OPINION: Abolish the Dept. Of Homeland Security
Let’s not pussy foot around: It is time to get rid of the Department of Homeland Security. I am not aware of anyone who has
Let’s not pussy foot around: It is time to get rid of the Department of Homeland Security.
I am not aware of anyone who has taken a close look at the agency and concluded it is doing a good job – or even a decent job. It’s a $40 billion a year blooper.
The latest indictment comes from a long report by The Washington Post that focused on the agency’s personnel issues. “Toxic culture” was a key phrase around the agency. Turnover at DHS over the past four years is twice the government as a whole; DHS ranked dead last in a recent survey “Best Places to work in the Federal Government”; the terrorism intelligence unit has had six chiefs during the Obama administration.
Jeh Johnson, the new secretary, says he has already fixed most of these problems. Perhaps. But the deep problems aren’t fixable.
First off, the agency is too big and composed of too many disparate parts to be well managed.
“DHS has too many subdivisions in too many disparate fields to operate effectively,” a study by the libertarian CATO Institute concluded. “Americans are not safer because the head of DHS is simultaneously responsible for airport security and governmental efforts to counter potential flu epidemics.”
These are just a few of the agencies that were scooped into DHS: FEMA, U.S. Immigration and Customs Enforcement (ICE), U.S. Customs and Border Protection (CBP), Office of Cybersecurity, the U.S. Coast Guard, the U.S. Secret Service and the former Plum Island Animal Disease Center. Oh yes, and the Transportation Security Agency–every citizen’s firsthand source of evidence that something is seriously screwy in the world of homeland security.
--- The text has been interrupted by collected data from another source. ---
PR #744, opened 2026-06-14
feat(mission-spine): organic POST routes (intake/lifecycle/work-item-status) via sealed-WS, flag-gated dark

thesongzhu:
## What & why (Lane B)

The **organic caller** for the mission-spine. The keystone #741 wired the Rust `hub_agent_run_server` sealed-WS **dispatch arms** for Mission intake / Mission lifecycle / WorkItem status (gated behind server flags, default-OFF), but nothing in the product reaches them. This PR adds the TS half — sealed-WS client methods + flag-gated POST routes — so the UI/API can actually **create + transition** Missions/WorkItems and **Loop1 can close live** (once the operator flips the server flags + deploys dist).

## The 3 routes (mirror the GET `/v1/mission-spine/workbench` contract)
| Method | Path | operationId | Client method → wire |
|---|---|---|---|
| POST | `/v1/mission-spine/intake` | `mission.spine.intake.create` | `intakeMission` → `MissionIntakeRequest` |
| POST | `/v1/mission-spine/:missionId/lifecycle` | `mission.spine.lifecycle.transition` | `transitionMission` → `MissionLifecycleRequest` |
| POST | `/v1/mission-spine/work-items/:workItemId/status` | `mission.spine.workitem.status.transition` | `transitionWorkItem` → `WorkItemStatusRequest` |

**Handler guard order (per route):** (1) dispatch-disabled (flag-OFF) → **503 honest-unavailable FIRST**, uniform regardless of caller; (2) **bound-principal** (`assertBoundPrincipalForOperation`) → refuse the synthetic public principal (401); (3) body validation → typed **400**; (4) seal + dispatch over the sealed-WS client; refs-only result passthrough. `proof_receipt` is a passthrough on the work-item route (Rust enforces proof-on-completion).

## Client methods (`friday-rust-hub-agent-run-ws-sealed-client.ts`)
- `intakeMission` / `transitionMission` / `transitionWorkItem` mirror `resumeWithApproval`'s handshake (RAW connect → length-prefixed preamble → X25519+HKDF session key → manual RFC6455 upgrade → seal+send → await the FIRST matching `*Result` → settle) via one shared `runMissionRoundTrip` helper, reusing the existing module-level helpers. **`dispatchRun` is untouched** (its `AgentRunRequest` byte-identity is preserved).
- Pure, exported, **socket-free-testable** builders/parsers that map to the **EXACT** `friday-protocol` wire shapes. Option fields use conditional-spread (absent ⇒ key omitted), mirroring `buildConstraintsWire`. These carry **no `auth_proof`/`forwarded_principal`** — the sealed session **is** the channel auth (single-peer/single-owner SERVER invariant), as the keystone arms document.
- **Refs-only + fail-closed:** ANY non-matching inbound — **including the server's `Error` envelope** (illegal hop / missing entity / proofless completion) — is a typed fail-closed (503), never a partial. (Granular 4xx mapping of a server-side domain rejection is deferred; today it's a clean fail-closed 503.)

## The flag & dark-safety (flag-OFF byte-identical / honest-unavailable)
- The route flag lives as `deps.dispatch` on `FridayMissionSpineRoutesDeps`, **default `null`**. `null` ⇒ each POST route is honest-unavailable (503), the **same pattern** as the read route's unavailable path. The base/contract runtime (no `deps.missionSpine.dispatch`) keeps it `null` automatically, so **adding these routes is byte-identical to today for existing traffic** — no live-by-default mutating route, no runtime DI change needed.
- **LIVE closure additionally needs the SERVER flags** (operator-gated flip) + a **dist deploy**. Note the two-flag nuance from #741: intake rides **`FRIDAY_MISSION_INTAKE`**, while lifecycle + work-item ride **`FRIDAY_MISSION_SPINE_DISPATCH`** (the task statement collapsed these into one).

## Gate family (no gate-weakening)
The 3 public mutating routes are classified **`bound_principal`** (NOT dropped into the `unclassified` debt bucket — that would be a new ungated mutating surface). Each handler calls `assertBoundPrincipalForOperation` before any dispatch; 3 new members were added to the `FridayPublicMutationOperation` union and the WP-001 contract `BOUND_PRINCIPAL` set. The contract snapshot was regenerated and the diff is **verifiably additive**: 3 new entries + index renumber + route count 420→423; `bound_principal` 59→62, `total_public_mutating` 321→324; **no existing route's auth/path/method changed**.

## KATs
- **flag-OFF** → routes honest-unavailable 503, **no client call** (incl. for a `null` principal — 503 fires before the principal check).
- **bound-principal** → a `null`/synthetic public principal is refused with 401, **no dispatch**.
- **flag-ON** → each route builds the correct wire + calls the (mocked) client + returns the refs-only result; path id (`missionId`/`workItemId`) is taken from the path; optional fields omitted when absent.
- **invalid body / missing path id / proofless `completed_with_proof`** → typed 400, fail-closed (no dispatch).
- builder optional-omission (snake_case, bool only when true) + parser **fail-closed on missing/ill-typed required refs** (all `*Result` fields verified field-for-field against the origin/main wire structs, incl. the required `reason` on `WorkItemStatusResult`).

## Local gates
- `npm run lint` — **0 errors** (warnings only, matching existing codebase patterns).
- `npm run typecheck` — clean (src + contracts).
- `npx vitest run` mission-spine + routes — **35 new tests** green; full mission-spine suite (214) green.
- `npm run test:contracts` / `test:contracts:routes` — green (snapshot updated, additive).
- `npm run check:secret-patterns` — clean.

## Scope
TS-only. Touches the mission-spine routes file, the sealed-WS client, the public-mutation-op union (1 line family), and the WP-001 contract test set. **No Rust, no unrelated hot files, no runtime DI change.** Born current on the latest `origin/main` at branch time. Do **not** merge — this lands DARK; the product needle moves only on the operator's server-flag flip + dist deploy.

### DIFF
--- a/src/api/http/routes/friday-mission-spine-routes.ts
+++ b/src/api/http/routes/friday-mission-spine-routes.ts
@@ -1,10 +1,19 @@
 import { FridayDomainError } from "#errors";
+import { assertBoundPrincipalForOperation } from "../../../security/friday-owner-session-channel-capability.js";
 import type { FridayRouteDefinition } from "../../model/friday-api-common.types.js";
 import type {
   FridayMissionSpineLifecycleState,
   FridayMissionSpineWorkbenchResponse,
   FridayMissionSpineWorkbenchSnapshot,
 } from "../../model/friday-api-mission-spine.types.js";
+import type {
+  FridayRustHubMissionIntakeRequest,
+  FridayRustHubMissionIntakeResult,
+  FridayRustHubMissionLifecycleRequest,
+  FridayRustHubMissionLifecycleResult,
+  FridayRustHubWorkItemStatusRequest,
+  FridayRustHubWorkItemStatusResult,
+} from "../../mission-spine/friday-rust-hub-agent-run-ws-sealed-client.js";
 
 export interface FridayMissionSpineWorkbenchProjectionInput {
   missionId?: string;
@@ -17,9 +26,48 @@ export interface FridayMissionSpineWorkbenchProjectionService {
   getSnapshot(input: FridayMissionSpineWorkbenchProjectionInput): Promise<FridayMissionSpineWorkbenchSnapshot>;
 }
 
+/**
+ * (Lane B) The ORGANIC mutation seam: a thin service that drives the (flag-gated) Rust sealed-WS
+ * dispatch arms for the three Hub-owned mission-spine mutations. The route handlers validate the
+ * body, then hand a typed request to this service, which seals + sends over the sealed-WS client
+ * and returns the refs-only result. When this service is `null` (the DEFAULT — the route flag is
+ * off / no client wired), the POST routes return honest-unavailable (503), byte-identical to the
+ * read route's unavailable path. PROVIDING it is what makes the routes LIVE — and live closure
+ * ALSO needs the SERVER flags (`FRIDAY_MISSION_INTAKE` for intake, `FRIDAY_MISSION_SPINE_DISPATCH`
+ * for lifecycle/work-item), which are a separate operator-gated flip.
+ */
+export interface FridayMissionSpineDispatchService {
+  intakeMission(request: FridayRustHubMissionIntakeRequest): Promise<FridayRustHubMissionIntakeResult>;
+  transitionMission(
+    request: FridayRustHubMissionLifecycleRequest,
+  ): Promise<FridayRustHubMissionLifecycleResult>;
+  transitionWorkItem(
+    request: FridayRustHubWorkItemStatusRequest,
+  ): Promise<FridayRustHubWorkItemStatusResult>;
+}
+
 export interface FridayMissionSpineRoutesDeps {
   readonly workbench: FridayMissionSpineWorkbenchProjectionService | null;
+  /**
+   * (Lane B) The organic mutation dispatcher, DEFAULT-OFF (`null`). `null` ⇒ the three POST routes
+   * are honest-unavailable (503); a real adapter ⇒ they seal + dispatch over the sealed-WS client.
+   * Adding the routes with this `null` is byte-identical to today for existing traffic.
+   */
+  readonly dispatch?: FridayMissionSpineDispatchService | null;
+  /** (Lane B) Optional reason for the dispatch-unavailable 503; falls back to a default message. */
+  readonly dispatchDisabledReason?: string | null;
   readonly disabledReason: string | null;
+}
+
+/** (Lane B) Response envelope for each organic mutation route — refs-only result passthrough. */
+export interface FridayMissionSpineIntakeResponse {
+  readonly result: FridayRustHubMissionIntakeResult;
+}
+export interface FridayMissionSpineLifecycleResponse {
+  readonly result: FridayRustHubMissionLifecycleResult;
+}
+export interface FridayMissionSpineWorkItemStatusResponse {
+  readonly result: FridayRustHubWorkItemStatusResult;
 }
 
 const DEFAULT_DISABLED_MESSAGE =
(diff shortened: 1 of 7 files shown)


thesongzhu:
## Fix: HOLE-1 — Mission wire fields nested under `request`/`result` (commit 871d2dd9)

**Root cause (confirmed):** `friday-protocol`'s `Message` enum is `#[serde(tag = "kind")]` (internally tagged), and the three Mission variants are **single-field wrappers** — `MissionIntakeRequest { request: MissionIntakeRequestWire }`, `MissionIntakeResult { result: MissionIntakeResultWire }`, and likewise lifecycle + work-item. serde therefore **nests** the inner wire fields under a `request`/`result` key, not flat under `message`. This PR originally built/parsed them flat, so:
- **outbound** → the server's `Envelope::decode` (serde) failed on the missing `request` key → session dropped → client 503;
- **inbound** → `parse*Result` read `fields.X` instead of `fields.result.X` → `undefined` → required-ref check failed → 503.

Every intake/lifecycle/work-item call 503'd; Loop1 could not close.

**Fix (client + wire test only, TS-only, wire-shape only):**
1. The 3 `build*Envelope` fns now wrap the field object under `request`: `message: { kind, request: { …fields… } }`.
2. The 3 `parse*Result` fns now unwrap `fields.result` first, via a shared `unwrapResult` helper that **fails closed without throwing** (parse runs outside the inbound try/catch in `runMissionRoundTrip`; a missing/ill-typed `result` → `undefined` → clean 503, never a TypeError).
3. The 6 build/parse test expectations were updated to the nested shape, plus added fail-closed tests for the flat (pre-fix) shape.

**Golden cross-check (the real fix for the mock-green trap):**
I ran the Rust `Envelope::encode` round-trip in `rust-core/crates/friday-protocol/src/lib.rs` (via a throwaway print test, since removed — the protocol crate is unchanged in this PR) and captured the **exact bytes** it emits for all 6 messages. The wire test now pins:
- (a) each `build*Envelope`'s `message.request` **deep-equals** the Rust-emitted `request` sub-object, and
- (b) each `parse*Result` **consumes** the Rust-emitted `result` JSON.

Sub-object deep-equal (not full-envelope byte-equal) is deliberate: `sent_at` (=`Date.now()`), `msg_id` (per-entity, not `"m1"`), and `schema_version` (TS 12 vs current Rust 13) are orthogonal to the nesting bug. The captured fixtures break-on-drift if the Rust enum shape changes. The intake fixture is captured with `includes_sensitive_context: true` so both sides emit that field (it is `#[serde(default)]` without `skip_serializing_if`, always emitted Rust-side; TS omits-when-false, which serde `default` accepts — interop-safe, covered separately).

**Minors:**
- **msg_id collision — NON-ISSUE (verified):** each mission call opens a *fresh* sealed session (`runMissionRoundTrip` reconnects per call) and sends exactly *one* envelope. The server's `IdempotencyTracker` is constructed fresh per connection (`serve_sealed_session` stack-local in `hub_agent_run_server`), so it only dedupes *within* a session — it never sees a second envelope on the same session. A stable per-entity `msg_id` therefore cannot be misread as a within-session replay even on repeated transitions. No per-call suffix needed; documented in-code. Cross-handshake replay is defeated by the per-handshake `session_nonce`.
- **truthLabel:** the `*ResultWire` structs carry no `truth_label` field, so the server cannot send one — the hardcoded `rust_wired` is a TS-side ceiling label asserted by construction (not a wire read). Documented with a justified comment rather than asserting a label the server didn't send.

**Untouched (as required):** the `AgentRunResult` / `dispatchRun` / `buildDispatchEnvelope` / resume path — those variants have inline named fields (flat is correct there). Verified zero changed lines touch that path. Owner-gating + flag-OFF dark-safety preserved (wire-shape-only fix).

**Local gates (all green):** `npm run lint` 0 errors, `npm run typecheck` 0 type errors, mission-spine vitest (16 files / 185 tests incl. 6 new golden cross-checks) + routes suite + `npm run test:contracts` (routes 14 / types 12) all pass; the HTTP route-contract snapshot is **unchanged** (the fix does not move it). Branch is born-current with `origin/main`.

The original creation of DHS was a panicky, bureaucratic Pamper mission by the feds (a Pamper mission is a semi-technical phrase for organization rear-end covering) in response to 9/11. The actual physical risks of terrorism to Americans were and still are greatly exaggerated. Indeed, it is considered almost un-American to look at the risk of terrorism through the lens of cost-benefit analysis, as we do every other risk.
This blind, political subservience to the poorly named War on Terror has justified too many compromises of our privacy and civil rights already. The vast, clumsy DHS bureaucracy further institutionalizes that mindset. Americans looked the other way for too long. President Obama looked the other way for too long.
It would be fine penance for the president to get rid of the bureaucratic legacy of the worst elements of our national response to 9/11. It would probably also be good management. DHS could be broken up into smaller agencies more logically by mission. That should yield more focused and nimble management and oversight. And it could be a model for future reform in other parts of the government.